Friday, September 9, 2011

Establishing a Professional Contact Outside of the US

I've been asked to establish two contacts outside the US that are in the Early Childhood field.  I am very excited about this mainly to learn about a new program that is helping children in another country.  A new way of doing things, new ideas, and other opinions regarding young children, count me in!  I have contacted UNICEF in Italy and the German National Committee for Early Childhood Education in Germany.  I have chosen these two countries because I love Italy, and I have been to Germany.  I also considered the fact that if I can develop solid relationships and I ever needed to go abroad for work....  why not try to get an assignment somewhere where I know a friend or two!  I am looking into contacting others as well if I do not hear from the two I have chosen so far.  But it hasn't even been a week, so we'll see.  !!!!

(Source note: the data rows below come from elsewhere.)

PR #236, opened 2025-07-30
feat: check if implicit conflict is handled in slice definitions

letFunny:
If an implicit conflict is found in the release but it is handled in the slice definition then we do not consider it an error and the command does not fail.

-----

### DIFF
--- a/cmd/chisel/cmd_debug_check_release_archives.go
+++ b/cmd/chisel/cmd_debug_check_release_archives.go
@@ -207,46 +207,49 @@ func computePathObservations(release *setup.Release, archives map[string]archive
 	return pathObs, nil
 }
 
-// isPathExplicit returns true if the path is listed in all slices of the
-// package or in their "immediate" essentials, there is no recursion.
-func isPathExplicit(release *setup.Release, pkgName string, path string) bool {
-	for _, slice := range release.Packages[pkgName].Slices {
-		if _, ok := slice.Contents[path]; !ok {
-			index := slices.IndexFunc(slice.Essential, func(sk setup.SliceKey) bool {
-				_, ok := release.Packages[sk.Package].Slices[sk.Slice].Contents[path]
-				return ok
-			})
-			if index == -1 {
-				return false
-			}
-		}
-	}
-	return true
-}
-
 func hasPathConflict(release *setup.Release, path string, observations []pathObservation) bool {
 	if len(observations) < 2 {
 		return false
 	}
 
-	var notExplicit []pathObservation
+	// Only when a package declares a path that will extract the parent
+	// directory we could have a conflict.
+	// If the observation path itself is listed, it was already handled it
+	// during the release validation.
+	var mightConflict []pathObservation
 	for _, observation := range observations {
 		for _, pkgName := range observation.Packages {
-			if !isPathExplicit(release, pkgName, path) {
-				notExplicit = append(notExplicit, observation)
+			for _, slice := range release.Packages[pkgName].Slices {
+				// Symlinks do not containg trailing slash but folders do,
+				// check for both.
+				_, ok1 := slice.Contents[path]
+				_, ok2 := slice.Contents[path+"/"]
+				isPathListed := ok1 || ok2
+				if !isPathListed && extractsParentPath(slice, path) {
+					mightConflict = append(mightConflict, observation)
+				}
 			}
 		}
 	}
 
-	if len(notExplicit) == 0 {
+	if len(mightConflict) == 0 {
 		return false
 	}
 
-	base := notExplicit[0]
-	for _, observation := range notExplicit[1:] {
+	base := mightConflict[0]
+	for _, observation := range mightConflict[1:] {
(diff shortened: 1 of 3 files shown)


cmd/chisel/cmd_debug_check_release_archives_test.go
```diff
@@ -201,6 +201,182 @@ var checkReleaseArchivesTests = []checkReleaseArchivesTest{{
...
+			- archive: ubuntu
+			  packages: [pkg-a]
+			  kind: dir
+			  mode: 0755
+			- archive: ubuntu
+			  packages: [pkg-b]
+			  kind: dir
+			  mode: 0766
+	`,
+	err: "issues found in the release archives",
```
letFunny: [Comment for reviewer]: The UX on this one is not ideal. There is a balance between being general enough that Ubuntu packagers might look at the output of this script to fix packages upstream and being specific enough for a Chisel developer to fix the issue quickly.

What we could do is experiment with the current version and improve the error messages once we see real usage in chisel-releases, because documentation might be all that is needed (e.g. CI outputs a message saying how to fix the issue by checking all slices for explicit path or essentials with the folder).

cmd/chisel/cmd_debug_check_release_archives.go
```diff
@@ -207,13 +207,43 @@ func computePathObservations(release *setup.Release, archives map[string]archive
 	return pathObs, nil
 }
 
-func hasPathConflict(observations []pathObservation) bool {
-	if len(observations) == 0 {
+// isPathExplicit returns true if the path is listed in all slices of the
+// package or in their "immediate" essentials, there is no recursion.
```
niemeyer: Why would the path have to be listed in _all_ slices, and why are immediate essentials different from non-essential ones?  I don't recall that being part of the original discussions, and I'm missing how these constraints would affect whether a conflict is supposed to be reported or not.  If we have path shared in different packages, our anti-conflict behavior should kick in whether it is in a single slice or multiple, and essentials don't even play a role there.

We'll need to sync about the premise again. Otherwise, the overall logic is clean and looks good.

letFunny: I had written a comment in Github before you reviewed but somehow it was not published, apologies for that. I discussed this with Cris and wanted to also discuss it with you, let me write it here and we can talk about it in our next meeting. There are a couple of simplifications/conventions I think we should consider to reduce the scope of the problem and to lead to better UX:
1. If a package contains the wrong directory (e.g. `/lib`) then all slices should point to the correct one (`/lib -> /usr/lib`), **even** if the slices don't contain a path that could extract the directory.
2. A package might declare the directory explicitly or it might be listed in the immediate essentials, we will not traverse the essential tree recursively.

The reason for 1. and 2. is that we want to avoid users adding concrete paths to slices or creating new slices for an existing package and then some obscure script in the CI breaking telling them about parent directories; that will make it very brittle in an unexpected way. By doing 1. I expect the changes to the package to only happen once, when adding it to the release. At that time, we will add a package-level essential and that's it, problem solved. No one has to worry about this issue for this package ever again. For 2. the reason is that if we were to recursively check all essentials we will end up with a web of dependencies that might also break unexpectedly, e.g. by removing one path from an unrelated package I may be breaking another one up the chain, again with a CI script that users will not test locally.

For me, these reasons above about UX justify the change but, on top of them, there is also the issue of how complex we want this to be. At the time of this writing we have only 4 conflicts in a release and all of them are due to the `/lib`, `/usr/lib` (or `/bin`) split, I don't think we should spend a lot of time trying to avoid all false positives if we don't have any in the first place and this leads to better UX.

cmd/chisel/cmd_debug_check_release_archives.go
```diff
@@ -223,6 +247,15 @@ func hasPathConflict(observations []pathObservation) bool {
 	return false
 }
 
+func extractsParentPath(slice *setup.Slice, parent string) bool {
+	for path := range slice.Contents {
+		if strings.HasPrefix(path, parent+"/") {
```
niemeyer: This is running the add string operation every iteration of the loop, for the same path.  Is Go smart enough thee days to optimize this away?  Given this is a nested for loop **five** levels down, the impact is probably meaningful.  If this is not being optimized away, let's also do the same fix in the path one level up.

Please let me know what you find here.

letFunny: It doesn't optimize it and move it to the outside of the loop, at least for Go 1.23 with the default compiler flags (see [godbot](https://godbolt.org/z/vPMx8Kzv6)). Even if it did, if it depends on compiler version and analysis I think it is better to do it ourselves, especially because it is very easy.

letFunny: Done in https://github.com/canonical/chisel/pull/236/commits/bdfff3f544f6c3a533ffc2a3f000ef26af3cc418

niemeyer (approved):
Thanks for all the discussion here.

I also need to view an Early Childhood Organizations website and review how they are helping in the field.  I have chosen to view the Save the Children website.  I first learned a little about Save the Children through a magazine article in which Jennifer Garner, who is a spokesperson, was helping children advance in reading.  You know before starting these courses, I probably wouldn't have given the article a second glance.  But since learning more and more about the Early Childhood field I have been able to expand my knowledge base and realize there really are needs that I can fill.